Constant-time (CT) verification tools are commonly used for detecting potential side-channel vulnerabilities in cryptographic libraries. Recently, a new class of tools, called speculative constant-time (SCT) tools, has also been used for detecting potential Spectre vulnerabilities. In many cases, these SCT tools have emerged as liftings of CT tools. However, these liftings are seldom defined precisely and are almost never analyzed formally. The goal of this paper is to address this gap, by developing formal foundations for these liftings, and to demonstrate that these foundations can yield practical benefits. Concretely, we introduce a program transformation, coined Speculation-Passing Style (SPS), for reducing SCT verification to CT verification. Essentially, the transformation instruments the program with a new input that corresponds to attacker-controlled predictions and modifies the program to follow them. This approach is sound and complete, in the sense that a program is SCT if and only if its SPS transform is CT. Thus, we can leverage existing CT verification tools to prove SCT; we illustrate this by combining SPS with three standard methodologies for CT verification, namely reducing it to non-interference, assertion safety and dynamic taint analysis. We realize these combinations with three existing tools, EasyCrypt, BINSEC, and ctgrind, and we evaluate them on Kocher's benchmarks for Spectre-v1. Our results focus on Spectre-v1 in the standard CT leakage model; however, we also discuss applications of our method to other variants of Spectre and other leakage models.
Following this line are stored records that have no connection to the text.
PR #692, opened 2021-12-22
Update Landsat tutorial

### LINKED ISSUE #665: Documentation issues - Quickstart gives errors, and tutorial use of .ext fails
I've been trying to get familiar with PySTAC recently, and have found a number of issues with the documentation.

**Quickstart**
Running the code in the quickstart guide at https://pystac.readthedocs.io/en/1.0/quickstart.html gives a number of errors. For example, the first code block runs `from pystac import STAC_IO`, which fails as it should be `from pystac import StacIO`. A bit further down, the call to `cat.get_children()` fails with a `TypeError: list indices must be integers or slices, not str` (I couldn't work out how to fix this). I suspect there may be other issues too.

**Tutorials**
In the _Creating a Landsat STAC_ tutorial (https://pystac.readthedocs.io/en/1.0/tutorials/creating-a-landsat-stac.html#Adding-the-EO-extension), it tells you to run `item.ext.enable('eo')` but this fails, saying that the `ext` attribute doesn't exist. After asking this question on the STAC Gitter chat, I was told to follow the instructions [here](https://github.com/stac-utils/pystac/blob/main/docs/concepts.rst#adding-an-extension), which worked.

(As an aside, I'd be interested as to why the `.ext` accessor was removed, as it seems to be a nicer way of adding extensions)

duckontheweb:
**Related Issue(s):**

- Closes #665

**Description:**

Updates the Landsat tutorial to be up-to-date with the current extensions and StacIO APIs.

**PR Checklist:**

### DIFF
--- a/CHANGELOG.md
+++ b/CHANGELOG.md
@@ -18,6 +18,7 @@
 - Serialization error when using `pystac.extensions.file.MappingObject` ([#700](https://github.com/stac-utils/pystac/pull/700))
 - Use `PropertiesExtension._get_property` to properly set return type in `TableExtension` ([#712](https://github.com/stac-utils/pystac/pull/712))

翻译：恒定时间验证工具通常用于检测密码学库中潜在的侧信道漏洞。最近，一类称为推测恒定时间的新工具也被用于检测潜在的Spectre漏洞。在许多情况下，这些SCT工具是作为CT工具的提升版本出现的。然而，这些提升很少被精确定义，也几乎从未被形式化分析。本文的目标是通过为这些提升建立形式化基础来填补这一空白，并证明这些基础能带来实际效益。具体而言，我们引入了一种称为推测传递风格的程序转换，用于将SCT验证简化为CT验证。本质上，该转换通过一个对应于攻击者控制预测的新输入来对程序进行插装，并修改程序以遵循这些预测。这种方法在以下意义上是可靠且完备的：一个程序是SCT的当且仅当其SPS变换是CT的。因此，我们可以利用现有的CT验证工具来证明SCT；我们通过将SPS与三种标准的CT验证方法（即将其简化为非干涉性、断言安全性和动态污点分析）相结合来说明这一点。我们使用三种现有工具EasyCrypt、BINSEC和ctgrind实现了这些组合，并在Kocher的Spectre-v1基准测试上对其进行了评估。我们的结果主要关注标准CT泄漏模型中的Spectre-v1；然而，我们也讨论了我们的方法在其他Spectre变体和其他泄漏模型中的应用。